● Aim of the exercise: Only one span of the listing below should come back. It runs from the line with "PR #203, opened 2018-11-12" through the line with "Repository https://github.com/jonas-schievink/glium.git doesn't", and each of its lines must be reproduced exactly.

● Extracted entries:

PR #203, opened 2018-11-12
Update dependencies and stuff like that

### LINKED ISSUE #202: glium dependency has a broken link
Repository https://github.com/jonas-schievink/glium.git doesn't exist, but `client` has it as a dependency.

==

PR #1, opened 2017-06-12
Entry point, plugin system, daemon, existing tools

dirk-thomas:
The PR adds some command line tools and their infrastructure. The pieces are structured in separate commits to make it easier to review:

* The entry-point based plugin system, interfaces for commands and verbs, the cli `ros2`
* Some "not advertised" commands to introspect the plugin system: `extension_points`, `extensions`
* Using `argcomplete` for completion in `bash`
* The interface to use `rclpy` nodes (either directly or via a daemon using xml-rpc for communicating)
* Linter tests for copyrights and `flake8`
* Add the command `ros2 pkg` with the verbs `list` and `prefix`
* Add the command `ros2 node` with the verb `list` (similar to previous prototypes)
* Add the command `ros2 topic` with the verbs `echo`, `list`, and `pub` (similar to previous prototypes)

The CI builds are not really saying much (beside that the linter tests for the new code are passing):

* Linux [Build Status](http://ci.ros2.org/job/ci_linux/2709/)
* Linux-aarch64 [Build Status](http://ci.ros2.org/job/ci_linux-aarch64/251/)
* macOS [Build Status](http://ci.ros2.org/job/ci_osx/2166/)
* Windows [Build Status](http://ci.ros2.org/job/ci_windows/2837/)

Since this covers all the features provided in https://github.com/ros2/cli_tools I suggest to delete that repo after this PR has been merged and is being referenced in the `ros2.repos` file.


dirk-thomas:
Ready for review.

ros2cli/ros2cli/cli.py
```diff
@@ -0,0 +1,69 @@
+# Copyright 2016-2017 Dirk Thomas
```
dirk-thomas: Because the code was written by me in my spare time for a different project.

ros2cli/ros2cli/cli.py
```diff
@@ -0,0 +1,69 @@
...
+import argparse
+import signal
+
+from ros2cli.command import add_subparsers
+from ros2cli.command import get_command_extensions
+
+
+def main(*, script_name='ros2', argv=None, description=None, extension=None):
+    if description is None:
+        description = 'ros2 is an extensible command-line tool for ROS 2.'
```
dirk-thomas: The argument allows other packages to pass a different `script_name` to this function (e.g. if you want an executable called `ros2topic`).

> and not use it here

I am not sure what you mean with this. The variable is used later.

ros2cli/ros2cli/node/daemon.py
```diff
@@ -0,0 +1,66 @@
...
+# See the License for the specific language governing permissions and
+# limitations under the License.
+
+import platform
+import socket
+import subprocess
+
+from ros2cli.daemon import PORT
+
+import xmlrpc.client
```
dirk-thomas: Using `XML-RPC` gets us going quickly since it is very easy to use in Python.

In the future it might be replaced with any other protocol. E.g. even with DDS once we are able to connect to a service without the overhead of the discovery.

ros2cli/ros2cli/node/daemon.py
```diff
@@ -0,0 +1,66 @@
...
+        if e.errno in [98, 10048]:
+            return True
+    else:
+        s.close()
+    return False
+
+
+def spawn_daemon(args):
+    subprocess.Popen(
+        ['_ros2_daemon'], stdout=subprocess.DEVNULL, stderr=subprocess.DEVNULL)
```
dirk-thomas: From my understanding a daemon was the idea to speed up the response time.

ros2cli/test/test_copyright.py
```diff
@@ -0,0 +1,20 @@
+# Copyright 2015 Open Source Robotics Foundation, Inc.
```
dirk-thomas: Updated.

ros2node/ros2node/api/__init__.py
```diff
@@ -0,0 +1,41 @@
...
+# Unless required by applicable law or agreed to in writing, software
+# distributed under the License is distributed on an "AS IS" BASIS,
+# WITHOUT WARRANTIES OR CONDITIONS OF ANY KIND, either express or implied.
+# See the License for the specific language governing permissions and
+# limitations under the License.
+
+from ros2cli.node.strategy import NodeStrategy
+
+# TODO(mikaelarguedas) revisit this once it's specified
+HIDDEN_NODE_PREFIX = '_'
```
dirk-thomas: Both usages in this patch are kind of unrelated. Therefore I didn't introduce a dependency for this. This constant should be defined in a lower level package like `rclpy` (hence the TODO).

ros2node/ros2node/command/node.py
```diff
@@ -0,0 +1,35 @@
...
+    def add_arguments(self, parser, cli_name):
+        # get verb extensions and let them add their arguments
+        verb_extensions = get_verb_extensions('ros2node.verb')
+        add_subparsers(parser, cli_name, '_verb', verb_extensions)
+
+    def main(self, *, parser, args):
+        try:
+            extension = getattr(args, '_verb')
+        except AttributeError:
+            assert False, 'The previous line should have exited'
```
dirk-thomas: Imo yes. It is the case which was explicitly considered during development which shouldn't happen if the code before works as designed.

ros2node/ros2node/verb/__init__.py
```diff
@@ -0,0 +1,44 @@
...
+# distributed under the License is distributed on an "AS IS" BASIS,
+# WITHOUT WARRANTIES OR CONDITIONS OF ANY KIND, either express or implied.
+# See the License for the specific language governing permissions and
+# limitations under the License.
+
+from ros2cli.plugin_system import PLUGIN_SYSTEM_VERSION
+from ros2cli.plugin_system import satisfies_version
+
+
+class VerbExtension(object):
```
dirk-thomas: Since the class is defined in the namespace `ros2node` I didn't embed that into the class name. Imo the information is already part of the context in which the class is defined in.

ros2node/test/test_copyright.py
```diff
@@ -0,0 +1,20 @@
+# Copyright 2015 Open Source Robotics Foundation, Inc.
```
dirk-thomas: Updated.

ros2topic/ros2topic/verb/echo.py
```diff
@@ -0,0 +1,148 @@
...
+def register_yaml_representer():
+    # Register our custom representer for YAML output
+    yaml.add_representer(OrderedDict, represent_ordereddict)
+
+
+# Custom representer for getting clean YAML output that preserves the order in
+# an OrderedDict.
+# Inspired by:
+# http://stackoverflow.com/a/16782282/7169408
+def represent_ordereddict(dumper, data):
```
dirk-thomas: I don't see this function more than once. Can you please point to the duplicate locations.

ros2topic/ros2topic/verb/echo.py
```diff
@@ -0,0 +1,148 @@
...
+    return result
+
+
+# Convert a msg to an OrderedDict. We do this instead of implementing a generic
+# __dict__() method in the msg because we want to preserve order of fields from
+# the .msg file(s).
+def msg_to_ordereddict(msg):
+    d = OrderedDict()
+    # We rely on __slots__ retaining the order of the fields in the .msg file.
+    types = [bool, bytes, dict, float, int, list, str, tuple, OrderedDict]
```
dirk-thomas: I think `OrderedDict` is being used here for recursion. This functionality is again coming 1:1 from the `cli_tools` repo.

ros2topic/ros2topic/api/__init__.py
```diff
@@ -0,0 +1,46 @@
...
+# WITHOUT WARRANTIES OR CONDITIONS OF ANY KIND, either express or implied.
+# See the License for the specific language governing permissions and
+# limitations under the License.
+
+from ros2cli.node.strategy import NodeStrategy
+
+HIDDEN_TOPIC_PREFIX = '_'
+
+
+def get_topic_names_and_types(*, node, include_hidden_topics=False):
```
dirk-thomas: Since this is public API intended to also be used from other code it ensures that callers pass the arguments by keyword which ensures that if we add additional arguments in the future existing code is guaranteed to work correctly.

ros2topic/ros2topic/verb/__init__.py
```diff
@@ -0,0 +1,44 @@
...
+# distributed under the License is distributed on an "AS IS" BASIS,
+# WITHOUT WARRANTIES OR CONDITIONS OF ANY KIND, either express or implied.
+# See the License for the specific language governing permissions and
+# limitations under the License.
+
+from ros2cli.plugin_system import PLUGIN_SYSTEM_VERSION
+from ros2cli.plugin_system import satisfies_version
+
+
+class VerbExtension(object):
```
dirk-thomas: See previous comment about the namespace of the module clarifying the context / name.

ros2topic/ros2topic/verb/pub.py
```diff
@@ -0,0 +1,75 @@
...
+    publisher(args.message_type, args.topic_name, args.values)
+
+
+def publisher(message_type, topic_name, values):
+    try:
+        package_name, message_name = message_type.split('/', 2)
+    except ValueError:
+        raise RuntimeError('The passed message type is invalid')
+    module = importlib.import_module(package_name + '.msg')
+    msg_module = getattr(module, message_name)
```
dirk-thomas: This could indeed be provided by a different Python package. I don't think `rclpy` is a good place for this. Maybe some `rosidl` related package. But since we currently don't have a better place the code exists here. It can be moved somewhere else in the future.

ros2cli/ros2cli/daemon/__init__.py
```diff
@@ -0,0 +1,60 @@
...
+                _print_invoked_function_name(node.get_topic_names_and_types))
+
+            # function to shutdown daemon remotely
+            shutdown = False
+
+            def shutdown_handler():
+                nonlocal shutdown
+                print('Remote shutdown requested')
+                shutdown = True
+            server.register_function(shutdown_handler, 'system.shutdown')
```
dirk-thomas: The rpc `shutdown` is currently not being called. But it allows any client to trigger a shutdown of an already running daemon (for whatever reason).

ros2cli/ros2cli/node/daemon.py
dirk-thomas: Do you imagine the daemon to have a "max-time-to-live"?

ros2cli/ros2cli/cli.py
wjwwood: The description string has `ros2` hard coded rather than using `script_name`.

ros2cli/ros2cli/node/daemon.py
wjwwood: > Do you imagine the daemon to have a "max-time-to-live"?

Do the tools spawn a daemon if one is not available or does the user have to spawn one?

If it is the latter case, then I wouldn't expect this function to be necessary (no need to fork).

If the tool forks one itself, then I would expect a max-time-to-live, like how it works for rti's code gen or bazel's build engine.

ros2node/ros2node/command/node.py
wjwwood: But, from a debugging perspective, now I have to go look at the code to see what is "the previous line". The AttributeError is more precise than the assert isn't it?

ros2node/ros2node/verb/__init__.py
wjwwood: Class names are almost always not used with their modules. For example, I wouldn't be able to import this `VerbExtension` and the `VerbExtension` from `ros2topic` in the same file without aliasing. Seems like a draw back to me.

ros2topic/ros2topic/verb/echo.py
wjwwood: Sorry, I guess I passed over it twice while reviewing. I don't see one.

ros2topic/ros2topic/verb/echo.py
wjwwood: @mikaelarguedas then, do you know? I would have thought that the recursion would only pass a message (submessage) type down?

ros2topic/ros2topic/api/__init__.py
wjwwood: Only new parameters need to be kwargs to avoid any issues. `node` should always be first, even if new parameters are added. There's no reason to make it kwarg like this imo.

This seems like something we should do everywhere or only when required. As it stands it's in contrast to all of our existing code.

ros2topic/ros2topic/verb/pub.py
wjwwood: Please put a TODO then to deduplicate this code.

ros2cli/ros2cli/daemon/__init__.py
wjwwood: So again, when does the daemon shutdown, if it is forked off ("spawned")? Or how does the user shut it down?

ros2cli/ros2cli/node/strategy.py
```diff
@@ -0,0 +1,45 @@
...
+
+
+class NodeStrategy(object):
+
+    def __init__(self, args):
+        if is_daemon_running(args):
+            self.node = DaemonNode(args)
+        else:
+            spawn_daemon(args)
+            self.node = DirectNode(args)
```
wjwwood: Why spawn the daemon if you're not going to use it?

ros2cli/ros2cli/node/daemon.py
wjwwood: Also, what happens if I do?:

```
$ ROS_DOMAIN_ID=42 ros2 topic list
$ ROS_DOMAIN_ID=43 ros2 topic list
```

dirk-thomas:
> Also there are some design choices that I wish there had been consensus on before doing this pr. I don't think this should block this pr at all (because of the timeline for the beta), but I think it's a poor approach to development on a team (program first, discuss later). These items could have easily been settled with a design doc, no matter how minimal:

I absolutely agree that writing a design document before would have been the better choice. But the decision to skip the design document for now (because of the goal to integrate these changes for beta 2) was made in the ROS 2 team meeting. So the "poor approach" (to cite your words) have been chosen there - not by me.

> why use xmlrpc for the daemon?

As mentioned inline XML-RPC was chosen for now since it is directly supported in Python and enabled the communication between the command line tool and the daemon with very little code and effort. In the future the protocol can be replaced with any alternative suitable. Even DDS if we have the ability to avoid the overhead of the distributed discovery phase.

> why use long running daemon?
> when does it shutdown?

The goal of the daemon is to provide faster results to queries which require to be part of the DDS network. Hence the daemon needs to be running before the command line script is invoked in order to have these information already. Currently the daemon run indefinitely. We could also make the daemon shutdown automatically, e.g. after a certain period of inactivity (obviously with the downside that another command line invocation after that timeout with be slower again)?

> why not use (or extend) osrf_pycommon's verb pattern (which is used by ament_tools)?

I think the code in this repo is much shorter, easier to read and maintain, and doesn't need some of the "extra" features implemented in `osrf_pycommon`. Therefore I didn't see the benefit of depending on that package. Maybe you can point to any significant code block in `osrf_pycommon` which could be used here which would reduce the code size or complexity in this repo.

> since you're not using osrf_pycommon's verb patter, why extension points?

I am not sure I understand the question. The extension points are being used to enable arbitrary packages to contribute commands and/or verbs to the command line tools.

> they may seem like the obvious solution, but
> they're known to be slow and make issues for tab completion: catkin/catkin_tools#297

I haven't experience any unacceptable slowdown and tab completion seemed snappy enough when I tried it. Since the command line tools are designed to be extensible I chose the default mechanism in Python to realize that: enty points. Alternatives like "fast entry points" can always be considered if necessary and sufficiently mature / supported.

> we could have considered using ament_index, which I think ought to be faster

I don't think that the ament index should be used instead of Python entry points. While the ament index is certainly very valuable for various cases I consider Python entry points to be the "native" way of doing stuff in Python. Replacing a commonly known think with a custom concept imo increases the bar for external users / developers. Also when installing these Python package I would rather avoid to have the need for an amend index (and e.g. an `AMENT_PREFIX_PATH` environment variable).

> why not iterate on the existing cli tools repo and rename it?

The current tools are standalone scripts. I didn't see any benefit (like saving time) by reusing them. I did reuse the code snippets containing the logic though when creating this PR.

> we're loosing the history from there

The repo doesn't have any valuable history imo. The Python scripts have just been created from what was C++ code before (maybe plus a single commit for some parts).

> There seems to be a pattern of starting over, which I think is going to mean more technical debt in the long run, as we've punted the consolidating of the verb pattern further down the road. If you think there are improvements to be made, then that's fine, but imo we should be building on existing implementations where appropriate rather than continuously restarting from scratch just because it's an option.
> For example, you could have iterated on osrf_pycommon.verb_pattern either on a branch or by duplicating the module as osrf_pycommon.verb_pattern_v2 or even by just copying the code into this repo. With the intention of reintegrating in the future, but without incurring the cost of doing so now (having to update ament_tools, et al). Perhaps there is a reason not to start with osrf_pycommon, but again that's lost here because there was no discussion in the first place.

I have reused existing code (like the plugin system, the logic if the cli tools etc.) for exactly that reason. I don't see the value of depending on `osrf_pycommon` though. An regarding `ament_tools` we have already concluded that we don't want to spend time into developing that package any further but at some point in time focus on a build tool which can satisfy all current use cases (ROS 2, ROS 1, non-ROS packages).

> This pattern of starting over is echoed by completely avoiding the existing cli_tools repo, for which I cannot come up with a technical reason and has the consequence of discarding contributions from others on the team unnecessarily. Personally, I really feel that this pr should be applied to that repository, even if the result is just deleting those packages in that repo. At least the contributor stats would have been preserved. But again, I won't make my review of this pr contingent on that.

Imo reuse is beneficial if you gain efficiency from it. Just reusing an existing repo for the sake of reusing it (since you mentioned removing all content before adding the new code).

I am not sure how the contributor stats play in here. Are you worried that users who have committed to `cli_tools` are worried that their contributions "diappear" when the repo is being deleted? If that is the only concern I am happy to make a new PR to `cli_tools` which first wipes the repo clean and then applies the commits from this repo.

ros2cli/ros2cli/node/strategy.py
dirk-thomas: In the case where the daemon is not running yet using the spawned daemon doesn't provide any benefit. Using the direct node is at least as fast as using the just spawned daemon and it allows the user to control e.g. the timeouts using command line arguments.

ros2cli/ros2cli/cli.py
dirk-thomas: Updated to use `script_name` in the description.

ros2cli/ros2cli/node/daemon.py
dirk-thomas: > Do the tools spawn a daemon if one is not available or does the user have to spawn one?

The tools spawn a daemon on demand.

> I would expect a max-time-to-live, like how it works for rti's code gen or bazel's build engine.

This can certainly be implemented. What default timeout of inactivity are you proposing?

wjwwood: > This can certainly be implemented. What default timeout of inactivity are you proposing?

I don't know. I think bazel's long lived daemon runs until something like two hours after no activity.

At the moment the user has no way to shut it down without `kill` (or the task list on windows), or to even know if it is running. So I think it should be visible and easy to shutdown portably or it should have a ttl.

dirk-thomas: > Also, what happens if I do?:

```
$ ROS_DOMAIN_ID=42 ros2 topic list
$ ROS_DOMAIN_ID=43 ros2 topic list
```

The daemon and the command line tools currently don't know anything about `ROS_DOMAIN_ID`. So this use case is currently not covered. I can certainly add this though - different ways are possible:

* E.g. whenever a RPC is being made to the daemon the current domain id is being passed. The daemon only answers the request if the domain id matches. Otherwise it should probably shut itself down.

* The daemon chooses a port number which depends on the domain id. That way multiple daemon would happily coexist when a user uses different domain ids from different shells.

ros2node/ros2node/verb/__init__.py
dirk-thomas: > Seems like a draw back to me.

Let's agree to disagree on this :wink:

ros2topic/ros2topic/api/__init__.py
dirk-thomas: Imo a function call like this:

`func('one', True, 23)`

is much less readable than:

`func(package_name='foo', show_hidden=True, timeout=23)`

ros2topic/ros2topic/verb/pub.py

--

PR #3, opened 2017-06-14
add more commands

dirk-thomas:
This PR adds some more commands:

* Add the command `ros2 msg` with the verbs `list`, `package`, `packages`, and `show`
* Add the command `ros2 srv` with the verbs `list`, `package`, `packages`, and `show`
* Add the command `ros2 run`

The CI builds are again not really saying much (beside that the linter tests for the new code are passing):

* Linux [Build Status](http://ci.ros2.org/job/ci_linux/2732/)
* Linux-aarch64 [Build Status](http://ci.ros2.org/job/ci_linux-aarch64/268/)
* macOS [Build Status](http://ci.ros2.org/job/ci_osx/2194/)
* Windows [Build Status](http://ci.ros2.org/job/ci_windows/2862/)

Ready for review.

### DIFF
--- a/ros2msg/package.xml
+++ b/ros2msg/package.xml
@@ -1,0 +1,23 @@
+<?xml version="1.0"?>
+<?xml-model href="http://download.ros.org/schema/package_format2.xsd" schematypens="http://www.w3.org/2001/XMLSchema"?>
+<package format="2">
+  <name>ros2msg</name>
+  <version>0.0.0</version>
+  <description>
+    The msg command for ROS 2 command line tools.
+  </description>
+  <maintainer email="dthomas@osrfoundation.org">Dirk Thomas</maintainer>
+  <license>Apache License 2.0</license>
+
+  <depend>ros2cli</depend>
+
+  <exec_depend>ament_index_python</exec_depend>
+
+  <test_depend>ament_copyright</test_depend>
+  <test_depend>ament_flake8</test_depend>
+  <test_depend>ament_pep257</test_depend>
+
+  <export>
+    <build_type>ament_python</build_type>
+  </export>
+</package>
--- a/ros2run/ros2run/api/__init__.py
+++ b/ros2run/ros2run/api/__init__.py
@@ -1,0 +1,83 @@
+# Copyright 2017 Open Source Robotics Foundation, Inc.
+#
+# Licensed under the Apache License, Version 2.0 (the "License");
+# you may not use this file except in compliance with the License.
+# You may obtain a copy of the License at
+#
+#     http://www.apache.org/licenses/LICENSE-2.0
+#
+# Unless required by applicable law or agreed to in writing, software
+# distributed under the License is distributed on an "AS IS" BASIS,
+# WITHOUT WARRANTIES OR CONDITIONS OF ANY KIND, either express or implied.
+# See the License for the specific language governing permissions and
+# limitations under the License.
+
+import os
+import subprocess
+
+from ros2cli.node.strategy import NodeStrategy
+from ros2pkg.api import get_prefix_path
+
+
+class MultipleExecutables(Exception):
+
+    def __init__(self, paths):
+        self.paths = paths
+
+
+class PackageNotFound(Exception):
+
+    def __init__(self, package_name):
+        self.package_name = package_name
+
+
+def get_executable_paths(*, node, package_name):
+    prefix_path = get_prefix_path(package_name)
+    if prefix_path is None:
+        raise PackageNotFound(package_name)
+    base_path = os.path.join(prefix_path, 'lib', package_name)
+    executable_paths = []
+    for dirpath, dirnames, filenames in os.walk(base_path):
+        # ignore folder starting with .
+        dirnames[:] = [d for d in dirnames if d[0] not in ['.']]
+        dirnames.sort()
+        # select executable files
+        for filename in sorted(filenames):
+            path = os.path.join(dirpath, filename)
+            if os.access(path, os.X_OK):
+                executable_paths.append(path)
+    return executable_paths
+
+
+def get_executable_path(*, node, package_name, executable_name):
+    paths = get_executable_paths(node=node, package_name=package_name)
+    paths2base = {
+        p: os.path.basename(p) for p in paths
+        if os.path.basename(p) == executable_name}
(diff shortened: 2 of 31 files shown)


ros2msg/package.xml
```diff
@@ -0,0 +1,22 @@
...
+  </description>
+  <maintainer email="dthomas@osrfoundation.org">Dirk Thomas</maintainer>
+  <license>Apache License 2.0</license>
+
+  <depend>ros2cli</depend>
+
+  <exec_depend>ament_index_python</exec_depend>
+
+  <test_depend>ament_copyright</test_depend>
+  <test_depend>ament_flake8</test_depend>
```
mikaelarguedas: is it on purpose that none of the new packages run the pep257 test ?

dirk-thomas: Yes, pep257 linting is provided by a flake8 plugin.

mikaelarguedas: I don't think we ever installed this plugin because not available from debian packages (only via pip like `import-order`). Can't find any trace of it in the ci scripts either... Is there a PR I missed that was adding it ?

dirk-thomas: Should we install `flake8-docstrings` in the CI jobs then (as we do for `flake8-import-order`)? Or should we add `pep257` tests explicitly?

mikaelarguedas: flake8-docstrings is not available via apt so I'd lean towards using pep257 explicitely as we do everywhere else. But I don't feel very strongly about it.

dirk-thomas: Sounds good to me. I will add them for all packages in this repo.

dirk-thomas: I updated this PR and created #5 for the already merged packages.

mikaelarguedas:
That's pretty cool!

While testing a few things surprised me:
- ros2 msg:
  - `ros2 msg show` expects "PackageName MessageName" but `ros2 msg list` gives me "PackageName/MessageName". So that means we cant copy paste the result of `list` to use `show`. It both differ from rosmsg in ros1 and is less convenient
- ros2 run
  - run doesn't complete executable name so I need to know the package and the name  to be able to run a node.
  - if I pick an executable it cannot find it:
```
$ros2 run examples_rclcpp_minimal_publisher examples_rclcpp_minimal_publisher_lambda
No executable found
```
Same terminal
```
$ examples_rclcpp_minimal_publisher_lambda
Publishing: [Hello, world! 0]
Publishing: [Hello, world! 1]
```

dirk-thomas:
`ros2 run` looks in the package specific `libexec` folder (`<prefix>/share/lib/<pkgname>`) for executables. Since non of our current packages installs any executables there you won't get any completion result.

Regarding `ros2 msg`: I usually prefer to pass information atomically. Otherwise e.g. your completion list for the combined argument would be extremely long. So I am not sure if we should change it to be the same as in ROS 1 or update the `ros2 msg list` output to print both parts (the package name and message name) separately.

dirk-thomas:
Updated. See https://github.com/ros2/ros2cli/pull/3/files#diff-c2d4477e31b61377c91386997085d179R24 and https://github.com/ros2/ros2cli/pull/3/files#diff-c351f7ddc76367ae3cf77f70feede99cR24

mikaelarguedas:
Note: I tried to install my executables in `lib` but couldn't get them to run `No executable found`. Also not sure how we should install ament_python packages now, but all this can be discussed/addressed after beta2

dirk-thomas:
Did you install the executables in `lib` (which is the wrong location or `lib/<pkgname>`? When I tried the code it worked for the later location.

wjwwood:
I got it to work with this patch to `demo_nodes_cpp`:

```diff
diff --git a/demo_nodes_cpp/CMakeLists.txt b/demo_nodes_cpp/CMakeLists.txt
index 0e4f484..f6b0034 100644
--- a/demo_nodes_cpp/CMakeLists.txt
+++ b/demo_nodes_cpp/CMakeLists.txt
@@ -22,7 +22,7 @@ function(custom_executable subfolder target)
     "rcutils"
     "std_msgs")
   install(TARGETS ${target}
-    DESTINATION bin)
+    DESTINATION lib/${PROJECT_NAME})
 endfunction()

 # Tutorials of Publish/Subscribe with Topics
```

● Task response:
PR #203, opened 2018-11-12
Update dependencies and stuff like that

### LINKED ISSUE #202: glium dependency has a broken link
Repository https://github.com/jonas-schievink/glium.git doesn't exist, but `client` has it as a dependency.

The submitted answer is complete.